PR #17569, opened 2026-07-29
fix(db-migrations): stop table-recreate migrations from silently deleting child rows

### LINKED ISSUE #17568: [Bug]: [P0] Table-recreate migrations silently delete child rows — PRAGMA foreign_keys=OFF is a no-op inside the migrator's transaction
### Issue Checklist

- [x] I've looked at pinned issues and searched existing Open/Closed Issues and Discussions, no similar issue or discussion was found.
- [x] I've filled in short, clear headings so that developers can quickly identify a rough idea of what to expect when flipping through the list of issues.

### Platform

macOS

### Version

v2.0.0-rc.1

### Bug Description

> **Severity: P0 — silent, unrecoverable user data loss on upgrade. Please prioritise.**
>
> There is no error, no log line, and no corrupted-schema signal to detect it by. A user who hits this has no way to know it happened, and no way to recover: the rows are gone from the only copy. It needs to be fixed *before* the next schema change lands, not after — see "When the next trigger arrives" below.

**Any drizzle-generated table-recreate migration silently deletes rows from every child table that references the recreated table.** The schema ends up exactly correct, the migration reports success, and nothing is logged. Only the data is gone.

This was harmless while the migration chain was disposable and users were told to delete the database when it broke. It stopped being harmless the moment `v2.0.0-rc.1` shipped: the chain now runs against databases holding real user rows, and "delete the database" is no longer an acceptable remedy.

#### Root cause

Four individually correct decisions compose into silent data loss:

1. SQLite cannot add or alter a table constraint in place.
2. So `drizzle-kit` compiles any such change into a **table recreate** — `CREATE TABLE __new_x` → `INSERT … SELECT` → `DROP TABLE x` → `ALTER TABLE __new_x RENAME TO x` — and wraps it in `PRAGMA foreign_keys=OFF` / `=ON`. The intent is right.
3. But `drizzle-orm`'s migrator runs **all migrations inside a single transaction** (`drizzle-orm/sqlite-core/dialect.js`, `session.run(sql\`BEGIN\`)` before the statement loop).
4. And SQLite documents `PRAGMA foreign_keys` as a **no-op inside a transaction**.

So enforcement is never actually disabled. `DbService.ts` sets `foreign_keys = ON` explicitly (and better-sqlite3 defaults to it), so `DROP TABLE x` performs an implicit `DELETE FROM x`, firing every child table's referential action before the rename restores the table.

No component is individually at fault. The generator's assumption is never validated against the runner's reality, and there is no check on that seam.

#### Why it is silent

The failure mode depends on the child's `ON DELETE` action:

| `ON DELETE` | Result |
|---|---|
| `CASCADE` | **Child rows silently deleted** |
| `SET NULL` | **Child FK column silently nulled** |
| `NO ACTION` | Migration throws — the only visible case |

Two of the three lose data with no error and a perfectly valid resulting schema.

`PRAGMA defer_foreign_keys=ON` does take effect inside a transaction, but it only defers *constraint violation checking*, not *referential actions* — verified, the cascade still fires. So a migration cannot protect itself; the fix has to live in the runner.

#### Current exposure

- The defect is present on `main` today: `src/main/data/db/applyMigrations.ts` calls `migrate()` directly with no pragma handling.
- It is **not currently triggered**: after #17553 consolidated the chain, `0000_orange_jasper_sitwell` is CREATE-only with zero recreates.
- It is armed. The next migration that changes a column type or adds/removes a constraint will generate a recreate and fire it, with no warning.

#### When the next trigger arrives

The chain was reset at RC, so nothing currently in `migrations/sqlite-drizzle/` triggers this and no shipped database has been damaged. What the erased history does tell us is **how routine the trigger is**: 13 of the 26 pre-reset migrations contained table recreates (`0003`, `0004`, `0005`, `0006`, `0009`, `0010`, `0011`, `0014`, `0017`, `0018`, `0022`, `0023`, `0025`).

────

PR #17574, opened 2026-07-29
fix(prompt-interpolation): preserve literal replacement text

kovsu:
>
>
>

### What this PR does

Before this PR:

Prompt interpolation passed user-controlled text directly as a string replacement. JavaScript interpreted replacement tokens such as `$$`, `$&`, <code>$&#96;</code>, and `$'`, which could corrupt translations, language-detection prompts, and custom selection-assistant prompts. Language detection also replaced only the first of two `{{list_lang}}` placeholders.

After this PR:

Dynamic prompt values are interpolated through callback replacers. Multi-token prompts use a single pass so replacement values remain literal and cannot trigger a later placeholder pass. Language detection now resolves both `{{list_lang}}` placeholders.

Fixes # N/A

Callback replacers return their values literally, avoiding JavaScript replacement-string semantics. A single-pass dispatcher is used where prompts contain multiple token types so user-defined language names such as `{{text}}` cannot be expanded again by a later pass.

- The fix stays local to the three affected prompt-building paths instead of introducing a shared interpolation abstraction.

────

**The task**
The required output is every line above from the one with "fix(db-migrations): stop table-recreate" down to the one with "data is gone.", restated word for word, ends included.

**Your response**
fix(db-migrations): stop table-recreate migrations from silently deleting child rows

### LINKED ISSUE #17568: [Bug]: [P0] Table-recreate migrations silently delete child rows — PRAGMA foreign_keys=OFF is a no-op inside the migrator's transaction
### Issue Checklist

- [x] I've looked at pinned issues and searched existing Open/Closed Issues and Discussions, no similar issue or discussion was found.
- [x] I've filled in short, clear headings so that developers can quickly identify a rough idea of what to expect when flipping through the list of issues.

### Platform

macOS

### Version

v2.0.0-rc.1

### Bug Description

> **Severity: P0 — silent, unrecoverable user data loss on upgrade. Please prioritise.**
>
> There is no error, no log line, and no corrupted-schema signal to detect it by. A user who hits this has no way to know it happened, and no way to recover: the rows are gone from the only copy. It needs to be fixed *before* the next schema change lands, not after — see "When the next trigger arrives" below.

**Any drizzle-generated table-recreate migration silently deletes rows from every child table that references the recreated table.** The schema ends up exactly correct, the migration reports success, and nothing is logged. Only the data is gone.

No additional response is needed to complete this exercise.